■ **EXERCISE DETAILS**
Set down all of the lines below exactly as they are given.

★ ★ ★ ★ ★

Issue #4148, opened 2025-04-14
v4: Error - "Cannot call a class as a function" in React Native.


mcculloughrt-svh:
Building a schema with zod v4 (for example simply `const str = z.string()`, any schema construction method will cause the error) in an Expo project throws a "Cannot call a class as a function" error. 

I was able to confirm a minimal repro by using `npx create-expo-app@latest`, adding zod v4, and adding the above string parse line to the home component function body, and nothing else. 

There's no indication of deeper error source. No linter error occurs, and it's such a basic functionality that I know works in other environments I suspect something fishy is happening with the Metro bundling process and the $constructor function from @zod/core.

chungweileong94:
This seems like a dual package hazard issue, and since RN 0.79 the `unstable_enablePackageExports` option is enable by default https://github.com/facebook/metro/pull/1448.

I created a repro with Expo SDK 53, which came with RN 0.79. As soon as you import zod, it starts throwing the error. If you try to opt-out of `unstable_enablePackageExports`, it will not be able to resolve some of the modules.
https://github.com/chungweileong94/RN-zod-v4-bug

rikbrown:
Is there any progress or other workarounds for this? We're also seeing this issue and I'm surprised no one else is hitting it with React Native.

chungweileong94:
> Is there any progress or other workarounds for this? We're also seeing this issue and I'm surprised no one else is hitting it with React Native.

So far based on what I'm noticing is that you will hit the (similar) issue if you are using:
- Zod v3 + RN with `unstable_enablePackageExports`
- Zod v4 + RN

Both of these combinations are considered pretty new, `unstable_enablePackageExports` only got enabled by default in the recent RN/Expo release, and usually RN dev don't upgrade that often, so it makes sense that not many people are hitting this issue just yet. As for Zod v4, it's beta🤷

For now, my workaround is to stay on Zod v3, and make sure the `unstable_enablePackageExports` is off.

joshuayoes:
I'm also experiencing this. I tried several combinations of package exports but none of them seemed to resolve my issue. I tried:
- Adding a `react-native` export key for all fields to the commonjs build
- Removing all the export keys to force it to go to commonjs
- `config.resolver.unstable_enablePackageExports = false` reveals there is an issue with parsing `@zod/core`.
- I also tried an option where I resolved only the source development build, but the `.js` extensions in the the source files in `@zod/core` could not be resolved by Metro.

jcppman:
[...]

PR #4466, opened 2025-05-21
fix: React Native / Hermes issues

boorad:
#4148 shows some of the errors folks are seeing when using Zod v4 in a React Native / Expo app.  This PR may not be fully merged, but showcases the issue inside of an app, where we are guaranteed to use the Hermes engine.

I have added a `safeCreateSchema()` function to `util.ts` that safely creates schema classes unlike `$constructor` in `core.ts`.  I have only patched `string` to use this new util, and you can see that in the last commit.  

The problem is that this fix, as it stands now, is super-invasive, and requires changing all of the places where Zod calls `new Class(def)`.  These calls are all in `schemas.ts` and `api.ts`.

I've spent the morning trying to get a patch to `$constructor` that makes Hermes happy, keeps the surface area of this change small, and still passes the Zod test suite.  But I think it's time to get @colinhacks brain on this.

----
Here's what LLMs say about this issue:

Why does Hermes not like new Class and give the "Cannot call a class as a function" error?
Hermes is stricter than V8 about ES6 class semantics. Specifically:

- It enforces that ES6 classes must be called with new. If you call a class constructor as a plain function (without new), Hermes throws "Cannot call a class as a function".
- If you try to "fake" class instantiation (e.g., by using Object.create/Class.apply/Class.call), or if the prototype chain is not set up exactly as Hermes expects, you can also get this error.
- Hermes also does not tolerate certain patterns that V8/VMS allow, such as "re-instantiating" a class instance by calling its constructor manually, or using proxies to intercept the new operator.

In Zod’s case:
If your $constructor or any Zod schema class is instantiated in a way that:

- Calls the constructor function directly (not with new), or
- Uses a pattern that breaks the prototype chain or confuses the [[Construct]]/[[Call]] distinction, Hermes will throw this error, even if V8 allows it.

----

Here's the test app with only `string` patched.  `object` still exhibits the issue.

simulator_screenshot_89D37CB4-7ACB-4E58-AF9F-0F573026EF4E

## Summary by CodeRabbit

- **New Features**
  - Introduced a new Expo-based mobile app for testing Hermes compatibility with Zod, featuring themed UI, tab navigation, and a suite of interactive tests.
  - Added custom components for collapsible sections, external links, parallax scroll views, themed text and views, animated icons, and adaptive tab bar backgrounds.
  - Implemented dynamic theming with light and dark mode support.

- **Chores**
  - Added project configuration files including TypeScript, ESLint, Metro bundler, and package management.
  - Provided scripts for project reset and starter templates.
  - Included documentation and setup instructions for developers.

- **Bug Fixes**
  - Improved schema instantiation logic in Zod to enhance compatibility with the Hermes JavaScript engine.


boorad:
fixed in #4482

colinhacks:
Fix landed in stable: `zod@3.25.24`

PR #4482, opened 2025-05-22
fix: rewrite $constructor to be compatible with Hermes

### LINKED ISSUE #4148: v4: Error - "Cannot call a class as a function" in React Native.

gdorsi:
fixes #4148

This PR fixes the compat issues with Hermes by using a function as a class wrapper in $constructor

Tested with the repro provided in https://github.com/colinhacks/zod/pull/4466

EDIT: We are using this fork in [jazz](https://github.com/garden-co/jazz) and can confirm that it solved our issues with React Native

## Summary by CodeRabbit

- **Refactor**
  - Improved the internal initialization and construction process for certain components, resulting in a more modular and streamlined structure. No changes to the public interface or user-facing functionality.

### DIFF
--- a/packages/zod/src/v4/core/core.ts
+++ b/packages/zod/src/v4/core/core.ts
@@ -14,42 +14,52 @@ export /*@__NO_SIDE_EFFECTS__*/ function $constructor<T extends ZodTrait, D = T[
   initializer: (inst: T, def: D) => void,
   params?: { Parent?: typeof Class }
 ): $constructor<T, D> {
+  function init(inst: T, def: D) {
+    Object.defineProperty(inst, "_zod", {
+      value: inst._zod ?? {},
+      enumerable: false,
+    });
+    // inst._zod ??= {} as any;a
+    inst._zod.traits ??= new Set();
+    // const seen = inst._zod.traits.has(name);
+
+    inst._zod.traits.add(name);
+    initializer(inst, def);
+    // support prototype modifications
+    for (const k in _.prototype) {
+      Object.defineProperty(inst, k, { value: (_.prototype as any)[k].bind(inst) });
+    }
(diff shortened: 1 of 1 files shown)


packages/zod/src/v4/core/core.ts
```diff
@@ -14,42 +14,52 @@ export /*@__NO_SIDE_EFFECTS__*/ function $constructor<T extends ZodTrait, D = T[
...
-      return inst?._zod?.traits?.has(name);
+  const Parent = params?.Parent ?? Object;
+  class Definition extends Parent {}
+
+  function _(this: any, def: D) {
+    if (params?.Parent) {
+      return construct(new Definition(), def);
     }
+
+    return construct(this, def);
```
gdorsi, line 53: Using the if here to reuse the instance when the parent is not defined.

Can be simplified in doing always `return construct(new Definition(), def);` didn't perf-test the difference honestly.

colinhacks:
Landed in zod@beta, can you try & report back?

rdnsan:
> Landed in zod@beta, can you try & report back?

it works for me. using `zod@3.25.24-beta.0`

colinhacks:
Landed in stable: `zod@3.25.24`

★ ★ ★ ★ ★

■ **OUTPUT FOR THIS EXERCISE**
Issue #4148, opened 2025-04-14
v4: Error - "Cannot call a class as a function" in React Native.


mcculloughrt-svh:
Building a schema with zod v4 (for example simply `const str = z.string()`, any schema construction method will cause the error) in an Expo project throws a "Cannot call a class as a function" error. 

I was able to confirm a minimal repro by using `npx create-expo-app@latest`, adding zod v4, and adding the above string parse line to the home component function body, and nothing else. 

There's no indication of deeper error source. No linter error occurs, and it's such a basic functionality that I know works in other environments I suspect something fishy is happening with the Metro bundling process and the $constructor function from @zod/core.

chungweileong94:
This seems like a dual package hazard issue, and since RN 0.79 the `unstable_enablePackageExports` option is enable by default https://github.com/facebook/metro/pull/1448.

I created a repro with Expo SDK 53, which came with RN 0.79. As soon as you import zod, it starts throwing the error. If you try to opt-out of `unstable_enablePackageExports`, it will not be able to resolve some of the modules.
https://github.com/chungweileong94/RN-zod-v4-bug

rikbrown:
Is there any progress or other workarounds for this? We're also seeing this issue and I'm surprised no one else is hitting it with React Native.

chungweileong94:
> Is there any progress or other workarounds for this? We're also seeing this issue and I'm surprised no one else is hitting it with React Native.

So far based on what I'm noticing is that you will hit the (similar) issue if you are using:
- Zod v3 + RN with `unstable_enablePackageExports`
- Zod v4 + RN

Both of these combinations are considered pretty new, `unstable_enablePackageExports` only got enabled by default in the recent RN/Expo release, and usually RN dev don't upgrade that often, so it makes sense that not many people are hitting this issue just yet. As for Zod v4, it's beta🤷

For now, my workaround is to stay on Zod v3, and make sure the `unstable_enablePackageExports` is off.

joshuayoes:
I'm also experiencing this. I tried several combinations of package exports but none of them seemed to resolve my issue. I tried:
- Adding a `react-native` export key for all fields to the commonjs build
- Removing all the export keys to force it to go to commonjs
- `config.resolver.unstable_enablePackageExports = false` reveals there is an issue with parsing `@zod/core`.
- I also tried an option where I resolved only the source development build, but the `.js` extensions in the the source files in `@zod/core` could not be resolved by Metro.

jcppman:
[...]

PR #4466, opened 2025-05-21
fix: React Native / Hermes issues

boorad:
#4148 shows some of the errors folks are seeing when using Zod v4 in a React Native / Expo app.  This PR may not be fully merged, but showcases the issue inside of an app, where we are guaranteed to use the Hermes engine.

I have added a `safeCreateSchema()` function to `util.ts` that safely creates schema classes unlike `$constructor` in `core.ts`.  I have only patched `string` to use this new util, and you can see that in the last commit.  

The problem is that this fix, as it stands now, is super-invasive, and requires changing all of the places where Zod calls `new Class(def)`.  These calls are all in `schemas.ts` and `api.ts`.

I've spent the morning trying to get a patch to `$constructor` that makes Hermes happy, keeps the surface area of this change small, and still passes the Zod test suite.  But I think it's time to get @colinhacks brain on this.

----
Here's what LLMs say about this issue:

Why does Hermes not like new Class and give the "Cannot call a class as a function" error?
Hermes is stricter than V8 about ES6 class semantics. Specifically:

- It enforces that ES6 classes must be called with new. If you call a class constructor as a plain function (without new), Hermes throws "Cannot call a class as a function".
- If you try to "fake" class instantiation (e.g., by using Object.create/Class.apply/Class.call), or if the prototype chain is not set up exactly as Hermes expects, you can also get this error.
- Hermes also does not tolerate certain patterns that V8/VMS allow, such as "re-instantiating" a class instance by calling its constructor manually, or using proxies to intercept the new operator.

In Zod’s case:
If your $constructor or any Zod schema class is instantiated in a way that:

- Calls the constructor function directly (not with new), or
- Uses a pattern that breaks the prototype chain or confuses the [[Construct]]/[[Call]] distinction, Hermes will throw this error, even if V8 allows it.

----

Here's the test app with only `string` patched.  `object` still exhibits the issue.

simulator_screenshot_89D37CB4-7ACB-4E58-AF9F-0F573026EF4E

## Summary by CodeRabbit

- **New Features**
  - Introduced a new Expo-based mobile app for testing Hermes compatibility with Zod, featuring themed UI, tab navigation, and a suite of interactive tests.
  - Added custom components for collapsible sections, external links, parallax scroll views, themed text and views, animated icons, and adaptive tab bar backgrounds.
  - Implemented dynamic theming with light and dark mode support.

- **Chores**
  - Added project configuration files including TypeScript, ESLint, Metro bundler, and package management.
  - Provided scripts for project reset and starter templates.
  - Included documentation and setup instructions for developers.

- **Bug Fixes**
  - Improved schema instantiation logic in Zod to enhance compatibility with the Hermes JavaScript engine.


boorad:
fixed in #4482

colinhacks:
Fix landed in stable: `zod@3.25.24`

PR #4482, opened 2025-05-22
fix: rewrite $constructor to be compatible with Hermes

### LINKED ISSUE #4148: v4: Error - "Cannot call a class as a function" in React Native.

gdorsi:
fixes #4148

This PR fixes the compat issues with Hermes by using a function as a class wrapper in $constructor

Tested with the repro provided in https://github.com/colinhacks/zod/pull/4466

EDIT: We are using this fork in [jazz](https://github.com/garden-co/jazz) and can confirm that it solved our issues with React Native

## Summary by CodeRabbit

- **Refactor**
  - Improved the internal initialization and construction process for certain components, resulting in a more modular and streamlined structure. No changes to the public interface or user-facing functionality.

### DIFF
--- a/packages/zod/src/v4/core/core.ts
+++ b/packages/zod/src/v4/core/core.ts
@@ -14,42 +14,52 @@ export /*@__NO_SIDE_EFFECTS__*/ function $constructor<T extends ZodTrait, D = T[
   initializer: (inst: T, def: D) => void,
   params?: { Parent?: typeof Class }
 ): $constructor<T, D> {
+  function init(inst: T, def: D) {
+    Object.defineProperty(inst, "_zod", {
+      value: inst._zod ?? {},
+      enumerable: false,
+    });
+    // inst._zod ??= {} as any;a
+    inst._zod.traits ??= new Set();
+    // const seen = inst._zod.traits.has(name);
+
+    inst._zod.traits.add(name);
+    initializer(inst, def);
+    // support prototype modifications
+    for (const k in _.prototype) {
+      Object.defineProperty(inst, k, { value: (_.prototype as any)[k].bind(inst) });
+    }
(diff shortened: 1 of 1 files shown)


packages/zod/src/v4/core/core.ts
```diff
@@ -14,42 +14,52 @@ export /*@__NO_SIDE_EFFECTS__*/ function $constructor<T extends ZodTrait, D = T[
...
-      return inst?._zod?.traits?.has(name);
+  const Parent = params?.Parent ?? Object;
+  class Definition extends Parent {}
+
+  function _(this: any, def: D) {
+    if (params?.Parent) {
+      return construct(new Definition(), def);
     }
+
+    return construct(this, def);
```
gdorsi, line 53: Using the if here to reuse the instance when the parent is not defined.

Can be simplified in doing always `return construct(new Definition(), def);` didn't perf-test the difference honestly.

colinhacks:
Landed in zod@beta, can you try & report back?

rdnsan:
> Landed in zod@beta, can you try & report back?

it works for me. using `zod@3.25.24-beta.0`

colinhacks:
Landed in stable: `zod@3.25.24`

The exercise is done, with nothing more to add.